R600 To Do list

And here is the R600g to do list; if you feel something is missing please add it. If you have done something and it no longer needs to be investigated, happily erase it from here :).

LLVM

  • Testing on R600, R700 and Cayman GPUs
    • Difficulty: Easy
    • Who's working on it:
    • Date Started:
    • Status:
    • Description:
    • Most of the LLVM backend testing has been with Evergreen or Northern Islands GPUs. R600, R700, and Cayman GPUs are slightly different, so there may be bugs on these GPUs that aren't present on Evergeen/Northern Islands. The best method for testing is to compare piglit results with and without the LLVM backend and report the regressions. For easy switching between the two compilers, compile mesa with --enable-r600-llvm-compiler.

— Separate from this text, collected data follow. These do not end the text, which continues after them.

PR #1170, opened 2020-10-01
debug frontail BATS

mstormi:

### DIFF
--- a/functions/nodejs-apps.bash
+++ b/functions/nodejs-apps.bash
@@ -63,7 +63,7 @@ frontail_setup() {
 
   frontailBase="$(npm list -g | head -n 1)/node_modules/frontail"
 
-  if ! (id -u ${frontailUser} &> /dev/null || cond_redirect useradd --groups openhabian,openhab -s /bin/false -d /var/log/openhab2 ${frontailUser}); then echo "FAILED (adduser)"; return 1; fi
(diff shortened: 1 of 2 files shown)


mstormi:
yeah I inserted a journalctl -xu to see startup log but it says it has no journal  :(

ecdye:
Is it maybe because the `openhab` and `openhabian` groups have not been created properly and so the service is failing to start?

mstormi:
let's not guess wildly but insert debug statements that give more hints.
Although I must say I don't know what to look for ATM.

ecdye:
> let's not guess wildly but insert debug statements that give more hints.
> Although I must say I don't know what to look for ATM.

Fair enough, but I have to leave now and probably won't have time to do much more testing today so for now you are on your own.

mstormi:
ok

mstormi:
I didn't get it to work it's as if chmod/setfacl does not take effect.
So I changed login shell and homedir to /var/tmp instead.

mstormi:
So are we set for the image release ?

ecdye:
I think so, how about we let master settle until Saturday (ie try not to merge anything unless critical) and then sync master to stable and create the final image and upload and announce it.

mstormi:
Ok will do like that.
Please cross-check the docs & NEWS in the meantime.

PR #1177, opened 2020-10-08
Add admin user and group for non Raspi OS

mstormi:
A major reason for lack of Ubuntu support (and other Unices) is the absence of the admin user and its group.
It's in the RaspiOS image and we create it in CI but it's missing in the real world.

I'm not fully sure I got this fix for that right. This is why I've spent so many comments on the code.

Please give it an extra thought or three if you would also fix it that way.
Also check out the questions in there. I don't understand how it can have worked on generic Debian so far (which has no "pi" user).

### DIFF
--- a/build-image/openhabian.conf
+++ b/build-image/openhabian.conf
@@ -7,8 +7,6 @@
 hostname=openHABianDevice
 # if exists, the default user (with its working environment) will be renamed to this username given here ...
 adminusername=openhabian
-# ... assigned to this group ...
-admingroupname=openhabian
 # ... and given this password. The password will be removed from this file after completion for security reasons.
 userpw=openhabian
 # set this to download a SSH key and authorize the owner to login as the admin user
--- a/build-image/openhabian.conf
+++ b/build-image/openhabian.conf
@@ -5,8 +5,10 @@
 
 # Hostname to set this one to
 hostname=openHABianDevice
-# the default user (with its working environment) will be renamed to this username given here ...
-username=openhabian
+# if exists, the default user (with its working environment) will be renamed to this username given here ...
+adminusername=openhabian
+# ... assigned to this group ...
+admingroupname=openhabian
 # ... and given this password. The password will be removed from this file after completion for security reasons.
 userpw=openhabian
 # set this to download a SSH key and authorize the owner to login as the admin user
--- a/build-image/openhabian.conf
+++ b/build-image/openhabian.conf
@@ -5,7 +5,7 @@
 
 # Hostname to set this one to
 hostname=openHABianDevice
-# if exists, the default user (with its working environment) will be renamed to this username given here ...
+# if it exists, the default user (with its working environment) will be renamed to this username given here ...
 adminusername=openhabian
 # ... and given this password. The password will be removed from this file after completion for security reasons.
 userpw=openhabian
--- a/build-image/openhabian.conf
+++ b/build-image/openhabian.conf
@@ -6,7 +6,7 @@
 # Hostname to set this one to
 hostname=openHABianDevice
 # if it exists, the default user (with its working environment) will be renamed to this username given here ...
-adminusername=openhabian
+username=openhabian
 # ... and given this password. The password will be removed from this file after completion for security reasons.
 userpw=openhabian
 # set this to download a SSH key and authorize the owner to login as the admin user
--- a/functions/openhabian.bash
+++ b/functions/openhabian.bash
@@ -340,13 +340,11 @@ config_ipv6() {
 
 ## Create UNIX user and group for openHABian administration purposes
 ##
-##    create_user()
+##    create_user_and_group()
 ##
-create_user() {
+create_user_and_group() {
 
-  # TODO: rename to source admin.... from .conf in first-boot.bash
-  #       rework first-boot.bash to not create user there
-  #       add calling this routine in openhabian-setup.bash ()??)
+# TODO: add calling this routine in openhabian-setup.bash (or elsewhere ?)
 
 # IF
 # (1) the string/username that the end user entered as "username=" in openhabian.conf is *empty* OR
--- a/functions/openhabian.bash
+++ b/functions/openhabian.bash
@@ -370,8 +370,8 @@ create_user() {
   if ! [[ $(getent group "$groupName") ]]; then
     if ! cond_redirect groupadd "$groupName"; then echo "FAILED (add default group $groupName)"; return 1; fi
   fi
-  if ! [[ $(id -u $userName &> /dev/null) ]]; then
-    if ! cond_redirect useradd --groups "$groupName",openhab --gecos "openHABian,,,,openHAB admin user" -s /bin/bash -d /var/tmp "$userName"); then echo "FAILED (add default usergroup $userName)"; return 1; fi
+  if ! [[ $(id -u "$userName" &> /dev/null) ]]; then
+    if ! cond_redirect useradd --groups "$groupName",openhab --gecos "openHABian,,,,openHAB admin user" -s /bin/bash -d /var/tmp "$userName"; then echo "FAILED (add default usergroup $userName)"; return 1; fi
   else
     usermod --append --groups "$groupName" "$userName";
   fi
--- a/functions/openhabian.bash
+++ b/functions/openhabian.bash
@@ -365,7 +365,7 @@ create_user_and_group() {
   local userName="${adminusername:-openhabian}"
 
   if ! [[ $(id -u "$userName" &> /dev/null) ]]; then
-    if ! cond_redirect adduser --quiet --disabled-password --gecos "openHABian,,,,openHAB admin user" --shell /bin/bash --home "/home/${username}" "$userName"; then echo "FAILED (add default usergroup $userName)"; return 1; fi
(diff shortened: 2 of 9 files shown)


ecdye:
My question, `first-boot.bash` is only executed in our Docker environments and on the premade images. Therefore, none of this will change anything, I think that we need to start running a `first-boot.bash` or something similar on other platforms in order to get the desired effect. WDYT?

mstormi:
Duh, right, I didn't think of that. (something was naggin' in the back of my head while I wrote it but it didn't want to surface).
Yes we would need to have a piece of code that is guaranteed to get executed on every manual install. Not sure how we get there.
We could generate package and have this execute as a pre-install script but frankly I've never built a package so that would be a challenge for sure. @BClark09 could you stand in or at least take the lead ? 

The alternative could be to build it a check into openhabian-config startup.

mstormi:
Did you find code that queries the user to input the username that @EliasGabrielsson referred to in https://github.com/openhab/openhabian/issues/665#issuecomment-522261443 ?

mstormi:
As it's difficult to test probably best is to use an image or clonebranch at least so I created one

check out branch adminusername

mstormi:
I had forgotten to call create_user if user or group doesn't exist. Now check and eventually add in openhabian-config on every start. Is there a better location to check you can think of ?

build-image/openhabian.conf
```diff
@@ -5,8 +5,8 @@
 
 # Hostname to set this one to
 hostname=openHABianDevice
-# the default user (with its working environment) will be renamed to this username given here ...
-username=openhabian
+# if exists, the default user (with its working environment) will be renamed to this username given here ...
```
ecdye, line 8: change to 'if it exists'

functions/openhabian.bash
```diff
@@ -241,3 +241,38 @@ config_ipv6() {
...
+## Create UNIX user and group for openHABian administration purposes
+##
+##    create_user_and_group()
+##
+create_user_and_group() {
+
+# TODO: add calling this routine in openhabian-setup.bash (or elsewhere ?)
+
+# IF
+# (1) the string/username that the end user entered as "username=" in openhabian.conf is *empty* OR
```
ecdye, line 255: adminusername= not username=

functions/openhabian.bash
```diff
@@ -241,3 +241,38 @@ config_ipv6() {
...
+# (2) the default user ("pi" on RaspiOS, "openhabian" on other OS) does not exist OR
+# (3) the user whose name the end user entered as "username=" in openhabian.conf *exists* (and isn't empty because (1) applies, too)
+# THEN skip
+# ELSE rename the default user and default group to what is defined as username= in openhabian.conf
+#
+# QUESTIONS:
+# (1) will that do what we want it to
```
ecdye, line 262: I think so.

functions/openhabian.bash
```diff
@@ -241,3 +241,38 @@ config_ipv6() {
...
+# (2) did there exist a default user in generic Debian on x86 ? If no why did it work there before ? did it ?
```
ecdye, line 263: The only one i am aware of is `root` but that is not what we should be changing

functions/openhabian.bash
```diff
@@ -241,3 +241,38 @@ config_ipv6() {
...
+# (3) what happens on generic Debian on x86 ? Ubuntu on x86 ? Ubuntu,Armbian on RPi ?
```
ecdye, line 264: No idea

functions/openhabian.bash
```diff
@@ -241,3 +241,38 @@ config_ipv6() {
...
+#
+# according to Elias on non image installs the end user is queried to input the username ?
+# https://github.com/openhab/openhabian/issues/665#issuecomment-522261443
+# is he really ? Is that true for interactive installs ? I have not seen where.
```
ecdye, line 268: I don't see anything that does that, its possible it was removed.

ecdye (changes requested):
So if I understand correctly, this will create a user `openhabian` on systems if it does not exist. I have a few questions:
1. Do we know that the openhabian user will be in the sudoers file? 
2. Does this actually work, have you tested? 
3. Does this actually rename the default user?

functions/openhabian.bash
mstormi: err, yes. I wrote that comment before I renamed username to adminusername

mstormi:
> Do we know that the openhabian user will be in the sudoers file?
it's made a member to the sudo *group* which has sudo rights (see bottom of openhabian.bash)

> Does this actually work, have you tested?
yes but as that's so critical I've built an image, too. Please use this to validate.

> Does this actually rename the default user?
It renames the default user if there is one. That's on Raspi OS only. 
When there's no default or the specified adminusername does not exist it'll create it.

functions/openhabian.bash
mstormi: @holgerfriedrich can you test on Debian/x86 please ?

functions/openhabian.bash
mstormi: right

functions/openhabian.bash
mstormi: ok that was my thinking, too

functions/openhabian.bash
mstormi: corrected

build-image/openhabian.conf
mstormi: done

mstormi:
> Also @mstormi I found the place Elias was referencing, see `config.bash` under `load_create_config`

Good. So that *is* executed every time *if* there's `openhabian.conf` and if not it creates it from either `installer-config.txt` or `openhabian.conf.dist`.
Frankly I don't understand everything there. What's `/boot/installer-config.txt` good for ?

Now on interactive install (as we'll have it when you manually install openhabian, right?), it'll only query for the user if
there's no /opt/openhabian/openhabian.conf.dist - but there always is, so it'll never get to the point to ask for the user.
Am I right? Is that how we want to keep it ?

ecdye:
> > Also @mstormi I found the place Elias was referencing, see `config.bash` under `load_create_config`
> 
> Good. So that _is_ executed every time _if_ there's `openhabian.conf` and if not it creates it from either `installer-config.txt` or `openhabian.conf.dist`.
> Frankly I don't understand everything there. What's `/boot/installer-config.txt` good for ?


I think it was a way for a user to create a custom openhabian.conf without editing the normal one. @EliasGabrielsson any insight? If not we can probably remove.

> Now on interactive install (as we'll have it when you manually install openhabian, right?), it'll only query for the user if
> there's no `/opt/openhabian/openhabian.conf.dist` - but there always is, so it'll never get to the point to ask for the user.
> Am I right? Is that how we want to keep it ? Doesn't make much sense to me.

No, it just asks the user for an input username and then replaces `username` in `openhabian.conf.dist` and copies it to `/etc/openhabian.conf` right?

mstormi:
> No,

is the answer to which of my questions ?

What would you suggest to change about load_create_config()?
Other than to move my new code that creates the user there

ecdye:
About the openhabian.conf.dist always existing stopping it from running. 

Nothing really needs to be changed just update the code to work in tandem with your new method.

mstormi:
> Nothing really needs to be changed just update the code to work in tandem with your new method.

ok but I'd like to cleanup the mess, i.e. we shouldn't have multiple routines with overlapping functionality or else this section will remain to be a brain twister every time there's a new issue with the username related code.

mstormi:
would like to get this in and forward master to stable in the forseeable future

functions/openhabian.bash
```diff
@@ -24,6 +24,7 @@ get_git_revision() {
 ##
 install_cleanup() {
   echo -n "$(timestamp) [openHABian] Cleaning up... "
+  clean_config_userpw
```
ecdye, line 27: That should be run directly from `openhabian-setup.sh`, right?

functions/openhabian.bash
```diff
@@ -336,3 +337,32 @@ config_ipv6() {
...
+# (1) the string/username that the end user entered as "username=" in openhabian.conf is *empty* OR
+# (2) the default user ("pi" on RaspiOS, "openhabian" on other OS) does not exist OR
+# (3) the user whose name the end user entered as "username=" in openhabian.conf *exists*
+#     (and isn't empty because (1) applies, too)
+# THEN skip
+# ELSE rename the default user and default group to what is defined as username= in openhabian.conf
+#
+# COMMENT:
+# according to Elias on non image installs the end user is queried to input the username:
+# https://github.com/openhab/openhabian/issues/665#issuecomment-522261443
```
ecdye, line 356: Update the comments here to remove questions that have been answered.

ecdye (changes requested):
Looks pretty good, just a couple things

functions/openhabian.bash
mstormi: ok

functions/openhabian.bash
mstormi: Right, removed it here. It's already called from openhabian-setup.sh.
Frankly I do not recall my original intention for moving it.

mstormi:
ok, ready to merge then ?

ecdye (approved):
LGTM

PR #1184, opened 2020-10-13
[OH3] Update openHABian logo

ecdye:

### DIFF
--- a/includes/bash_profile
+++ b/includes/bash_profile
@@ -30,26 +30,21 @@ fi
 echo
 FireMotD --theme Gray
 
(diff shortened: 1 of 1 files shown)


mstormi:
shouldn't that go into the openHAB3 branch only ?

ecdye:
Nah, it's a logo change in general. It can be incorporated now.

mstormi:
> Nah, it's a logo change in general.

they won't change the logo on 2.5.x so we should not either I'd think.
It's also nice to have a (big) visual indication which version you're on so please put that onto OH3 branch only.

ecdye:
Ok, I'll just push this to the openHAB3 branch and close this PR.

PR #2, opened 2020-06-06
Added a snippets section, with some snippets

torch2424:
Discussed this offline with @dcodeIO :smile: 

Wanted to have some really super small, copy-pastable pattern / AS syntax examples in the docs :smile: Especially something searchable (as I often find myself looking for an example in the docs, but can only find it's limitations or more reference documentation). 

Thus, I created this little easy-to-add snippet section, where we can write really self explanatory examples, that just show off how a small thing could be done in AS. I didn't want the PR to be super huge. So I only added a few for now, but my plan is to also add examples relating to these tests/topics:

* https://github.com/AssemblyScript/assemblyscript/blob/master/tests/compiler/scoped.ts
* https://github.com/AssemblyScript/assemblyscript/blob/master/tests/compiler/instanceof.ts
* https://github.com/AssemblyScript/assemblyscript/blob/master/tests/compiler/inlining.ts
* https://github.com/AssemblyScript/assemblyscript/blob/master/tests/compiler/getter-call.ts
* https://github.com/AssemblyScript/assemblyscript/blob/master/tests/compiler/class-extends.ts
* https://github.com/AssemblyScript/assemblyscript/blob/master/tests/compiler/class.ts
* https://github.com/AssemblyScript/assemblyscript/blob/master/tests/compiler/call-super.ts
* https://github.com/AssemblyScript/assemblyscript/blob/master/tests/compiler/call-optional.ts
* Object Literals
* Function Types / Passing Functions
* Pointers (alloc, free, retain, release)
* Triple Equals vs. Double Equals

# Screen shots

Screenshot from 2020-06-05 17-51-00
Screenshot from 2020-06-05 17-49-57
Screenshot from 2020-06-05 17-48-39
Screenshot from 2020-06-05 17-48-28
Screenshot from 2020-06-05 17-48-10


src/snippets/ternary.md
```diff
@@ -0,0 +1,35 @@
...
+<script>
+const jsLog = console.log;
+function domConsoleLog() {
+  let args = [...arguments];
+  jsLog.apply(this, args);
+  args.forEach(arg => {
+    document.body.innerHTML += `<div>Log: ${args}</div>`;
+  }); 
+}
+console.log = domConsoleLog;
```
MaxGraey:
```suggestion
const jsLog = console.log;
function domConsoleLog(...args) {
  jsLog(...args);
  args.forEach(arg => {
    document.body.innerHTML += `<div>Log: ${args}</div>`;
  }); 
}
console.log = domConsoleLog;
```
wdyt?

src/snippets/ternary.md
```diff
@@ -0,0 +1,35 @@
+---
+description: Ternary Snippet
+---
+
+# Ternary
+
+Using Ternary in AssemblyScript
+
+```editor
+#!optimize=size&runtime=full
```
dcodeIO: Since the HTML does not utilize runtime helpers, we can have a much smaller wat file here by changing

```suggestion
#!runtime=half
```

Also, optimize defaults to `speed`, which yields the same result for small snippets and compiles a little faster due to skipping `--converge`.

src/snippets/switch.md
```diff
@@ -0,0 +1,57 @@
+---
+description: Switch Statement Snippet
+---
+
+# Switch
+
+Using `switch` statements in AssemblyScript
+
+```editor
+#!optimize=size&runtime=full
```
dcodeIO:
```suggestion
#!runtime=half
```

src/snippets/switch.md
```diff
@@ -0,0 +1,57 @@
...
+export function switchSurprise(a: i32): i32 {
+  let response = -1;
+  switch(a) {
```
dcodeIO:
```suggestion
  switch (a) {
```

Also, typical code style on the docs is omitting semicolons since it is a bit easier to read and often considered "more modern". Differs from the compiler, where the greater goal is to be better safe than sorry :)

src/snippets/switch.md
```diff
@@ -0,0 +1,57 @@
...
+    case 1:
+      response = 100;
+      break;
+    // Cases can also use braces
+    case 2: {
+      response = 200;
+      break;
+    }
+    case 3:
```
dcodeIO: This appears to mix braced / non-braced cases. Is this intended as part of the example? If not, I suggest to use braces everywhere so an eventual `let` or `const` variable declaration becomes correctly bound to the case, not the switch.

src/snippets/switch.md
```diff
@@ -0,0 +1,57 @@
+---
+description: Switch Statement Snippet
+---
+
+# Switch
+
+Using `switch` statements in AssemblyScript
```
dcodeIO: Could mention that switch conditions currently implicitly convert to `u32`, i.e. switching over  `string`s or similar is not yet supported. If using `i32`s, a more technical detail would be that using values greater than or equal to zero has better codegen, because `br_table`s are unsigned, so a `-1` for example would not tablify well with otherwise positive values (it does work, though, but code is not optimal).

src/snippets/ternary.md
MaxGraey: Or something like this:
```js
const log = console.log;
console.log = (...args) => {
  log(...args);
  let str = '';
  args.forEach(arg => {
    if (typeof arg == 'object') {
      str += `${JSON.stringify(arg, null, 2)}<br/>`;
    } else {
      str += `${arg}<br/>`;
    }
  }
  document.body.innerHTML += `<div>Log: ${str}</div>`;
}
```

src/snippets/class.md
```diff
@@ -0,0 +1,58 @@
+---
+description: Class / Classes Snippet
+---
+
+# Class
+
+A snippet on using Classes in AssemblyScript, and assigning instance vs. static properties.
+
+```editor
+#!optimize=size&runtime=full
```
dcodeIO:
```suggestion
#!runtime=full
```

As in the earlier comment, this compiles a little faster due to skipping `--converge`. I guess using the full runtime here is reasonable, as we are dealing with managed objects here under the hood, even though the HTML does not receive these. Perhaps retaining/releasing a managed object, preferably a string so it doesn't become too complex, would be a good last case in the HTML?

src/snippets/extending-classes.md
```diff
@@ -0,0 +1,68 @@
...
+description: Extending classes, object orientated programming snippet
+---
+
+# Extending Classes
+
+Extending classes, and general Object Orientated Programming (OOP) in AssemblyScript
+
+
+```editor
+#!optimize=size&runtime=full
```
dcodeIO:
```suggestion
#!runtime=full
```

Whether the full runtime is good here or not again depends a bit. With it, the wat file is considerably larger, but as we are dealing with classes here as well, one gets the exported runtime helpers which might be useful. Perhaps a `string` case in the HTML?

src/snippets/handling-null.md
```diff
@@ -0,0 +1,66 @@
...
+  if (isAble) {
+    return myValue;
+  } else {
+    return null;
+  }
+}
+
+export function positiveAddWithMyValue(a: i32): i32 {
+  let myValue = getMyValue(a > 0);
+  if (myValue == null) {
```
dcodeIO: This is more of a comment than an actual suggestion, since writing it this way is typical, even though it behaves a little different from `===`. It does not in this case, because `MyValue` does not declare an `==` overload, but if it would, `===` (identity equals) can be precomputed while `==` (calls overload function) cannot. Only relevant if eliminating branches with constant values is the goal, and a class with such an overload is the subject (i.e. a `string`). Thought I mention in case you have an idea how to convey this in a way that it doesn't become "too much" for a snippet.

src/snippets/index.md
```diff
@@ -0,0 +1,12 @@
+# Snippets
```
dcodeIO: Wondering if the snippets could be a single page, instead of multiple, given that these are pretty much just an editor? Unless you plan to add more content above or below the editor for each snippet that is. The sidebar would appear as the same if each snippet follows a `##` heading, and the search would pick these up still. The two scenarios on my mind are:

* Each snippet has a bit of prose to it above or below the editor, explaining what it does or giving context, then multiple pages would be fine as pages wouldn't look too empty.
* It's just a headline and the editor, where a single page would feel like "richer" documentation (for the lack of a better word)

torch2424:
Thanks for the suggestions @MaxGraey and @dcodeIO ! :smile: 

I looked over all the suggestions, and I will do all of them once I get the chance :+1: 

But in particular:

> Wondering if the snippets could be a single page, instead of multiple, given that these are pretty much just an editor? Unless you plan to add more content above or below the editor for each snippet that is. The sidebar would appear as the same if each snippet follows a ## heading, and the search would pick these up still. 

Totally! I don't mind having one super long page of snippets, which is how [30 seconds of CSS used to do it](https://github.com/atomiks/30-seconds-of-css)! And to your point of:

> Each snippet has a bit of prose to it above or below the editor, explaining what it does or giving context, then multiple pages would be fine as pages wouldn't look too empty. Or, It's just a headline and the editor, where a single page would feel like "richer" documentation (for the lack of a better word)

It's definitely going to mostly just be a headline and an editor. At most, I'll probably include a sentence or two on the top of the editor, but not explain what the code is doing (comments can do that if needed)

P.S Glad you made this suggestion, as it reminded me of 30 seconds of CSS, which is essentially what this is trying to do now that I think about it. And they also refer to their stuff as snippets so definitely the naming here is correct! :smile: :tada: 

---

So I'll go ahead and do the suggestions and move into a single file once I get the chance :smile: 

Thanks y'all! :smile: :tada:

src/snippets/switch.md
torch2424: This is intended but I'll leave a comment to specify that :smile:

src/snippets/class.md
torch2424: Ah, so I'm a little lost on what you mean here regarding the "good last case in the HTML" :upside_down_face: . But, I'm down for whatever suggestion helps show off the syntax / pattern for using classes :smile: :joy:

src/snippets/extending-classes.md
torch2424: Same as above :smile: :+1:

src/snippets/handling-null.md
torch2424: Ah yeah so I don't know a good way to express that in a snippet. Perhaps we can leave a comment (in markdown) as a general idea? 

Ideally, we would have a double equals vs. triple equals snippet that shows off this behavior and link to it from this example :smile:

torch2424:
@dcodeIO @MaxGraey Made all requested changes! This is now good to go! :smile: :+1: 

Screenshot from 2020-06-11 17-42-32

torch2424:
Updated to latest master @dcodeIO @MaxGraey :smile: 

Screenshot from 2020-06-23 14-29-48

src/snippets.md
```diff
@@ -0,0 +1,294 @@
...
+  console.log(`switchSurprise(3) : ${exports.switchSurprise(3)}`);
+  console.log(`switchSurprise(4) : ${exports.switchSurprise(4)}`);
+  console.log(`switchSurprise(57) : ${exports.switchSurprise(57)}`);
+});
+</script>
+```
+
+## Ternary
+
+Using Ternary in AssemblyScript
```
aminya:
```suggestion
## Ternary if-else

Using Ternary if-else in AssemblyScript
```

Ternary can have [a lot of meanings](https://en.wikipedia.org/wiki/Ternary_operation#:~:text=A%20ternary%20operation%20on%20a%20set%20A%20takes,operator%20is%20an%20operator%20that%20takes%20three%20arguments.). It is better to be exact here 😁

src/snippets.md
```diff
@@ -0,0 +1,294 @@
...
+  } else {
+  console.log("Could not add -1");
+  }
+});
+</script>
+```
+
+## Switch
+
+Using `switch` statements in AssemblyScript.
```
aminya:
```suggestion
## Switch Case

Using `switch case` statements in AssemblyScript.
```

src/snippets.md
```diff
@@ -0,0 +1,294 @@
...
+.then(({ exports }) => {
+  console.log(`getStaticProp: ${exports.getStaticProp()}`);
+  console.log(`overloadAdd: ${exports.overloadAdd(24)}`);
+})
+</script>
+```
+
+## Handling Null
+
+Handling Null as a union type for optional return values, and simulating try/catch for errors in AssemblyScript
```
aminya:
```suggestion
Handling Null as a union type for optional return values and simulating `try/catch` for errors in AssemblyScript
```

src/snippets.md
```diff
@@ -0,0 +1,294 @@
...
+    console.log(exports.staticAdd(1, 2));
+    console.log(exports.instanceTwo());
+    console.log(exports.instanceSub(3.0, 1.0));
+  })
+</script>
+```
+
+## Extending Classes
+
+Extending classes, and general Object Orientated Programming (OOP) in AssemblyScript
```
aminya:
```suggestion
Extending classes and general Object Orientated Programming (OOP) in AssemblyScript
```

src/snippets.md
```diff
@@ -0,0 +1,294 @@
+# Snippets
+
+Snippets are small, copy-pastable AssemblyScript examples meant to show off common syntax and patterns when writing AssemblyScript.
+
+## Class
+
+A snippet on using Classes in AssemblyScript, and assigning instance vs. static properties.
```
aminya:
```suggestion
An AssemblyScript snippet on using Classes, their instantiation, and their static properties.
```

aminya (approved):

src/snippets.md
```diff
@@ -0,0 +1,294 @@
...
+    if (typeof arg == 'object') {
+      str += `${JSON.stringify(arg, null, 2)}<br/>`;
+    } else {
+      str += `${arg}<br/>`;
+    }
+  });
+  document.body.innerHTML += `<div>Log: ${str}</div>`;
+}
+
+loader.instantiate(module_wasm, { /* imports */ })
```
aminya, line 181: Adding an example instead of `/* imports */`?

src/snippets.md
```diff
@@ -0,0 +1,294 @@
...
+  }
+});
+</script>
+```
+
+## Switch
+
+Using `switch` statements in AssemblyScript.
+
+**NOTE:** Switch conditions currently implicitly convert to u32, i.e. switching over strings or similar is not yet supported. If using i32s, a more technical detail would be that using values greater than or equal to zero has better codegen, because br_tables are unsigned, so a -1 for example would not tablify well with otherwise positive values (it does work, though, but code is not optimal).
```
aminya:
```suggestion
**NOTE:** Currently, the switch conditions (case values) are implicitly converted to u32, i.e. switching over strings or similar is not yet supported.
```

I don't understand this part 🙄, and I am not sure if these details are necessary here:
```
 If using i32s in the switch conditions, a more technical detail would be that using values greater than or equal to zero has better codegen, because br_tables are unsigned, so a -1, for example, would not tablify well with otherwise positive values (it does work, though, but code is not optimal).
```

src/snippets.md
```diff
@@ -0,0 +1,294 @@
...
+  // To show both syntaxes are supported here.
+  switch (a) {
+    case 1:
+      response = 100;
+      break;
+    // Cases can also use braces
+    case 2: {
+      response = 200;
+      break;
+    }
```
aminya:
```suggestion
    case 2: {   // Cases can also use braces
      response = 200;
      break;
    }
```

src/snippets.md
```diff
@@ -0,0 +1,294 @@
...
+}
+
+#!html
+<script>
+const log = console.log;
+console.log = (...args) => {
+  log(...args);
+  let str = '';
+  args.forEach(arg => {
+    if (typeof arg == 'object') {
```
aminya:
```suggestion
    if (typeof arg === 'object') {
```

src/snippets.md
```diff
@@ -0,0 +1,294 @@
...
+      str += `${JSON.stringify(arg, null, 2)}<br/>`;
+    } else {
+      str += `${arg}<br/>`;
+    }
+  });
+  document.body.innerHTML += `<div>Log: ${str}</div>`;
+}
+
+loader.instantiate(module_wasm, { /* imports */ })
```
aminya, line 124: Same as https://github.com/AssemblyScript/website/pull/2/files#r464214621?

src/snippets.md
```diff
@@ -0,0 +1,294 @@
...
+
+**NOTE:** Switch conditions currently implicitly convert to u32, i.e. switching over strings or similar is not yet supported. If using i32s, a more technical detail would be that using values greater than or equal to zero has better codegen, because br_tables are unsigned, so a -1 for example would not tablify well with otherwise positive values (it does work, though, but code is not optimal).
+
+```editor
+#!runtime=half
+export function switchSurprise(a: i32): i32 {
+  let response = -1;
+
+  // Using a mix of braces and not using braces
+  // To show both syntaxes are supported here.
```
aminya:
```suggestion
  // to show that both syntaxes are supported here.
```

src/snippets.md
dcodeIO: Hmm, I suggested this in https://github.com/AssemblyScript/website/pull/2#discussion_r436265041, but if you say it's not helping then I'm fine with keeping this simple.

dcodeIO:
Totally forgot about the snippets, sorry :) Took the liberty to include @aminya's suggestions since these all looked good.

dcodeIO:
Thanks guys!

torch2424:
Yay!!!

> Totally forgot about the snippets, sorry :)

No worries! I didn't know if you were busy, or forgot. But I know you are often being reached out by everyone to do random things, so I didn't want to bring it up and figured the time would come eventually :joy: 

> Took the liberty to include @aminya's suggestions since these all looked good.

Huge thank you @dcodeIO for doing all the awesome suggestions by @aminya :smile: 


--


Glad this is merged! I know I had a list somewhere of other random snippets I wanted to add. So I'll implement those when I have the chance :smile: :+1:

This will make the LLVM backend the default compiler, and you can switch back to the old compiler by using the R600_LLVM=0 environment variable.
    • It would also be interesting to see if there are any performance gains from using the LLVM backend, so a related task would be to compare the performance of your favorite programs with and without the LLVM backend and then report any discrepancies.
  • Remove target specific intrinsics
    • Difficulty: Easy
    • Who's working on it: N/A
    • Date Started: N/A
    • Status: N/A
    • Description:
    • The code in gallium/drivers/radeon/radeon_setup_tgsi.c uses a lot of target specific intrinsics for translating from TGSI to LLVM. Most of these are unnecessary and should be replaced with LLVM IR or LLVM intrinsics.
  • Use LLVM analysis passes to clear the Barrier bit on Control Flow instructions
    • Difficulty: Hard
    • Who's working on it: N/A
    • _Date Started: _N/A
    • Status: N/A
    • Description:
    • Clearing the Barrier bit on Control Flow instructions allows them to execute in parallel, which can improve performance. We can use the LLVM analysis passes to determine when it is safe to clear this bit. This task will also require some changes to the way code is generated by the backend, because we don't currently have much control over Control Flow instructions from inside the backend.

Compute

  • *Enable constant address space *
    • Difficulty: Medium
    • Who's working on it: N/A
    • Date Started: N/A
    • Status: N/A
    • Description:
    • Clover currently uses the global address space for all memory even constant memory, which is not optimal from a performance perspective. To complete this task a developer would need to:
      1. Modify clover to create a module::argument::constant for pointers in the constant address space (See the XXX comment in buildmodulellvm() @ llvm/invocation.cpp
      2. Add support to r600g for creating constant buffers for compute. (We should be able to resue evergreen_emit_constant_buffer() for this and we should create a separate constbuf_state atom for compute).
      3. Update the LLVM backend to handle loads from the constant address space.
  • *Handle #include directive in OpenCL C source code *
    • Difficulty: Medium
    • Who's working on it: N/A
    • Date Started: _N/A
    • Status: I think this works. It just needs to be tested and verified.
    • Description:
    • The Clang frontend supports the #include directive, but Clover is not taking advantage of this. gallium/statetrackers/clover/llvm/invocation.cpp is the place to start investigating how to complete this task.

General Optimization

  • [MEDIUM] Convert the remaining pipe_state into atoms

3D Features

  • Polygon stippling
    • Difficulty: Easy
    • Who's working on it: N/A
    • Note: Take advantage of util/u_pstipple. It contains the shader transformation code and can create a stipple texture.
  • Polygon/line/point smoothing
    • Difficulty: Medium
    • Who's working on it: N/A
  • HyperZ support
    • Difficulty: Hard
    • Who's working on it: N/A
    • Who was working on it: Jerome Glisse
    • Note: See also HyperZ Meta Bug.

Bugs

Notes

  • R600 trig functions input must be normalized from radians by dividing by 2*PI. Valid input domain is [-256, 256] which corresponds to an unnormalized input domain of [-512*PI, 512*PI]. For SIN, an out of range input results in 0.0f, for COS, 1.0f.